PR #2944, opened 2026-09-14
tests: add Azure CoCo jobs

wainersm:
Triggering CoCo jobs for Azure.
OCP 4.21 and 4.22 jobs cannot be executed in parallel because they will be use too many Azure quota, so rebalanced the execution of the jobs.

Fixes: rhjira#[KATA-4846](https://redhat.atlassian.net/browse/KATA-4846)


dbkreling (approved):
LGTM

PR #487, opened 2023-01-27
Support `time` dtype

sasikumar87:
1. I'm new to rust, pls help me to find the cause of the failing tests.
2. What existing Series functions can support time dtype ?


josevalim:
I would look at where Date and DateTime are supported. :) It is probably going to be a subset of that. :)

native/explorer/src/expressions.rs
```diff
@@ -57,6 +57,15 @@ pub fn expr_date(date: ExDate) -> ExExpr {
     ExExpr::new(expr)
 }
 
+#[rustler::nif]
+pub fn expr_time(_time: ExTime) -> ExExpr {
+    // FIXME: lit() is not available on NaiveTime
```
philss, line 62: I'm not sure if this is possible. We may need to ask Polars team to add (or we open a PR there) this.
See: https://pola-rs.github.io/polars/polars/prelude/trait.Literal.html

lib/explorer/polars_backend/expression.ex
```diff
@@ -173,6 +173,7 @@ defmodule Explorer.PolarsBackend.Expression do
   def to_expr(number) when is_integer(number), do: Native.expr_integer(number)
   def to_expr(number) when is_float(number), do: Native.expr_float(number)
   def to_expr(%Date{} = date), do: Native.expr_date(date)
+  def to_expr(%Time{} = date), do: Native.expr_time(date)
```
philss, line 176: I think we can remove this until we get support from Polars.

philss (commented):
I added two points related to the same thing.

I cannot understand yet whey it's getting an error.

But mostly the code looks good!

philss (approved):
LGTM! :shipit: 

The only thing I would suggest is to add more tests to the `series_test.exs` file. We are lacking some tests there, because in the past we rely only on doctests. But now we want to have a better test suite.

This could be in another PR, but would be cool if you could add tests to the functions you changed (like min/max/cummulative_min, etc).

josevalim:
Let's add the tests now so we build on the practice of adding more tests. Can you please do that @sasikumar87? thank you :heart:

sasikumar87:
@philss @josevalim sure. 

I've already added doctests for impacted functions. Should I remove and add them to `series_test.exs` or keep both?

josevalim:

philss:
@sasikumar87 please keep both.

josevalim:
Keep both please! I thought this was good to merge but the improved coverage will be welcome! :heart:

PR #490, opened 2023-01-30
Simplify `df_describe` with `as_deref()`

philss:
This makes the conversion of `Option<Vec<f64>>` to `Option<&[f64]>` in a cleaner manner.


cristineguadelupe:
Thanks @philss ✈️

josevalim (approved):

PR #492, opened 2023-02-01
Add LazyFrame concat of rows and columns

philss:
~~I'm not entirely sure about the `concat_columns` for LazyFrame, but the new option `check_n_rows` was the way I found to support that function. WDYT?~~ -> The validation was moved to the eager backend.

### DIFF
--- a/lib/explorer/data_frame.ex
+++ b/lib/explorer/data_frame.ex
@@ -4043,10 +4043,10 @@ defmodule Explorer.DataFrame do
   @doc """
   Combine two or more dataframes column-wise.
 
-  Dataframes must have the same number of rows.
-  Due to the fact that lazy dataframes can't have the number of rows calculated,
-  this restriction is not valid for them. But notice that some rows may be removed
-  if the sizes differ. This is because we use an "inner join" to concat the dataframes.
+  This function expects the dataframes to have the same number of rows,
+  otherwise rows may be silently discarded. Eager backends may check
+  whenever this happens and raise instead of silently fail. But this may not
+  be possible for lazy dataframes as the number of rows is not known upfront.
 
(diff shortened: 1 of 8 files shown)


lib/explorer/data_frame.ex
```diff
@@ -4048,6 +4048,19 @@ defmodule Explorer.DataFrame do
   When working with grouped dataframes, be aware that only groups from the first
   dataframe are kept in the resultant dataframe.
 
+  Note that for lazy frames it's not possible to check the number of rows, so
+  you need to pass the option `:check_n_rows` as `false`.
+
+  ## Options
+
+    * `:check_n_rows` - Controls if all dataframes must have the same number of rows.
```
josevalim, line 4056: One option is to move the logic for checking rows inside the backend. So eager will check it and lazy won't. Here we simply document that lazy backends won't check the number of rows and it is up to you to guarantee they match if you don't want data loss. WDYT?

lib/explorer/data_frame.ex
```diff
@@ -4044,6 +4044,9 @@ defmodule Explorer.DataFrame do
   Combine two or more dataframes column-wise.
 
   Dataframes must have the same number of rows.
+  Due to the fact that lazy dataframes can't have the number of rows calculated,
+  this restriction is not valid for them. But notice that some rows may be removed
+  if the sizes differ. This is because we use an "inner join" to concat the dataframes.
```
josevalim, line 4049:
```suggestion
  This function expects the dataframes to have the same number of rows,
  otherwise rows may be silently discarded. Eager backends may check
  whenever this happens and raise instead of silently fail. But this may not
  be possible for lazy dataframes as the number of rows is not known upfront.
```

josevalim (approved):

PR #496, opened 2023-02-06
Add LazyFrame version of `to_parquet/3`

philss:
This is going to save a lazy frame to a parquet file using a stream.
This should keep the memory usage low for bigger files.

### DIFF
--- a/lib/explorer/polars_backend/lazy_frame.ex
+++ b/lib/explorer/polars_backend/lazy_frame.ex
@@ -208,6 +208,19 @@ defmodule Explorer.PolarsBackend.LazyFrame do
   end
 
   @impl true
+  def to_parquet(%DF{groups: []} = df, filename, {compression, level}) do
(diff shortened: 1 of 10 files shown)


lib/explorer/polars_backend/lazy_frame.ex
```diff
@@ -207,6 +207,19 @@ defmodule Explorer.PolarsBackend.LazyFrame do
...
+  def to_parquet(%DF{groups: []} = df, filename, {compression, level}) do
+    case Native.lf_to_parquet(df.data, filename, Shared.parquet_compression(compression, level)) do
+      {:ok, _} -> :ok
+      {:error, _} = err -> err
+    end
+  end
+
+  @impl true
+  def to_parquet(_df, _filename, _compression) do
+    raise "to_parquet/3 with groups is not supported yet for lazy frames"
```
josevalim, line 220: Do groups matter on these operations? I think the group is just ignored, no?

josevalim (approved):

= = = =

Reproduce every line above, keeping each word exactly as it appears.

-- EXERCISE OUTPUT --
PR #2944, opened 2026-09-14
tests: add Azure CoCo jobs

wainersm:
Triggering CoCo jobs for Azure.
OCP 4.21 and 4.22 jobs cannot be executed in parallel because they will be use too many Azure quota, so rebalanced the execution of the jobs.

Fixes: rhjira#[KATA-4846](https://redhat.atlassian.net/browse/KATA-4846)


dbkreling (approved):
LGTM

PR #487, opened 2023-01-27
Support `time` dtype

sasikumar87:
1. I'm new to rust, pls help me to find the cause of the failing tests.
2. What existing Series functions can support time dtype ?


josevalim:
I would look at where Date and DateTime are supported. :) It is probably going to be a subset of that. :)

native/explorer/src/expressions.rs
```diff
@@ -57,6 +57,15 @@ pub fn expr_date(date: ExDate) -> ExExpr {
     ExExpr::new(expr)
 }
 
+#[rustler::nif]
+pub fn expr_time(_time: ExTime) -> ExExpr {
+    // FIXME: lit() is not available on NaiveTime
```
philss, line 62: I'm not sure if this is possible. We may need to ask Polars team to add (or we open a PR there) this.
See: https://pola-rs.github.io/polars/polars/prelude/trait.Literal.html

lib/explorer/polars_backend/expression.ex
```diff
@@ -173,6 +173,7 @@ defmodule Explorer.PolarsBackend.Expression do
   def to_expr(number) when is_integer(number), do: Native.expr_integer(number)
   def to_expr(number) when is_float(number), do: Native.expr_float(number)
   def to_expr(%Date{} = date), do: Native.expr_date(date)
+  def to_expr(%Time{} = date), do: Native.expr_time(date)
```
philss, line 176: I think we can remove this until we get support from Polars.

philss (commented):
I added two points related to the same thing.

I cannot understand yet whey it's getting an error.

But mostly the code looks good!

philss (approved):
LGTM! :shipit: 

The only thing I would suggest is to add more tests to the `series_test.exs` file. We are lacking some tests there, because in the past we rely only on doctests. But now we want to have a better test suite.

This could be in another PR, but would be cool if you could add tests to the functions you changed (like min/max/cummulative_min, etc).

josevalim:
Let's add the tests now so we build on the practice of adding more tests. Can you please do that @sasikumar87? thank you :heart:

sasikumar87:
@philss @josevalim sure. 

I've already added doctests for impacted functions. Should I remove and add them to `series_test.exs` or keep both?

josevalim:

philss:
@sasikumar87 please keep both.

josevalim:
Keep both please! I thought this was good to merge but the improved coverage will be welcome! :heart:

PR #490, opened 2023-01-30
Simplify `df_describe` with `as_deref()`

philss:
This makes the conversion of `Option<Vec<f64>>` to `Option<&[f64]>` in a cleaner manner.


cristineguadelupe:
Thanks @philss ✈️

josevalim (approved):

PR #492, opened 2023-02-01
Add LazyFrame concat of rows and columns

philss:
~~I'm not entirely sure about the `concat_columns` for LazyFrame, but the new option `check_n_rows` was the way I found to support that function. WDYT?~~ -> The validation was moved to the eager backend.

### DIFF
--- a/lib/explorer/data_frame.ex
+++ b/lib/explorer/data_frame.ex
@@ -4043,10 +4043,10 @@ defmodule Explorer.DataFrame do
   @doc """
   Combine two or more dataframes column-wise.
 
-  Dataframes must have the same number of rows.
-  Due to the fact that lazy dataframes can't have the number of rows calculated,
-  this restriction is not valid for them. But notice that some rows may be removed
-  if the sizes differ. This is because we use an "inner join" to concat the dataframes.
+  This function expects the dataframes to have the same number of rows,
+  otherwise rows may be silently discarded. Eager backends may check
+  whenever this happens and raise instead of silently fail. But this may not
+  be possible for lazy dataframes as the number of rows is not known upfront.
 
(diff shortened: 1 of 8 files shown)


lib/explorer/data_frame.ex
```diff
@@ -4048,6 +4048,19 @@ defmodule Explorer.DataFrame do
   When working with grouped dataframes, be aware that only groups from the first
   dataframe are kept in the resultant dataframe.
 
+  Note that for lazy frames it's not possible to check the number of rows, so
+  you need to pass the option `:check_n_rows` as `false`.
+
+  ## Options
+
+    * `:check_n_rows` - Controls if all dataframes must have the same number of rows.
```
josevalim, line 4056: One option is to move the logic for checking rows inside the backend. So eager will check it and lazy won't. Here we simply document that lazy backends won't check the number of rows and it is up to you to guarantee they match if you don't want data loss. WDYT?

lib/explorer/data_frame.ex
```diff
@@ -4044,6 +4044,9 @@ defmodule Explorer.DataFrame do
   Combine two or more dataframes column-wise.
 
   Dataframes must have the same number of rows.
+  Due to the fact that lazy dataframes can't have the number of rows calculated,
+  this restriction is not valid for them. But notice that some rows may be removed
+  if the sizes differ. This is because we use an "inner join" to concat the dataframes.
```
josevalim, line 4049:
```suggestion
  This function expects the dataframes to have the same number of rows,
  otherwise rows may be silently discarded. Eager backends may check
  whenever this happens and raise instead of silently fail. But this may not
  be possible for lazy dataframes as the number of rows is not known upfront.
```

josevalim (approved):

PR #496, opened 2023-02-06
Add LazyFrame version of `to_parquet/3`

philss:
This is going to save a lazy frame to a parquet file using a stream.
This should keep the memory usage low for bigger files.

### DIFF
--- a/lib/explorer/polars_backend/lazy_frame.ex
+++ b/lib/explorer/polars_backend/lazy_frame.ex
@@ -208,6 +208,19 @@ defmodule Explorer.PolarsBackend.LazyFrame do
   end
 
   @impl true
+  def to_parquet(%DF{groups: []} = df, filename, {compression, level}) do
(diff shortened: 1 of 10 files shown)


lib/explorer/polars_backend/lazy_frame.ex
```diff
@@ -207,6 +207,19 @@ defmodule Explorer.PolarsBackend.LazyFrame do
...
+  def to_parquet(%DF{groups: []} = df, filename, {compression, level}) do
+    case Native.lf_to_parquet(df.data, filename, Shared.parquet_compression(compression, level)) do
+      {:ok, _} -> :ok
+      {:error, _} = err -> err
+    end
+  end
+
+  @impl true
+  def to_parquet(_df, _filename, _compression) do
+    raise "to_parquet/3 with groups is not supported yet for lazy frames"
```
josevalim, line 220: Do groups matter on these operations? I think the group is just ignored, no?

josevalim (approved):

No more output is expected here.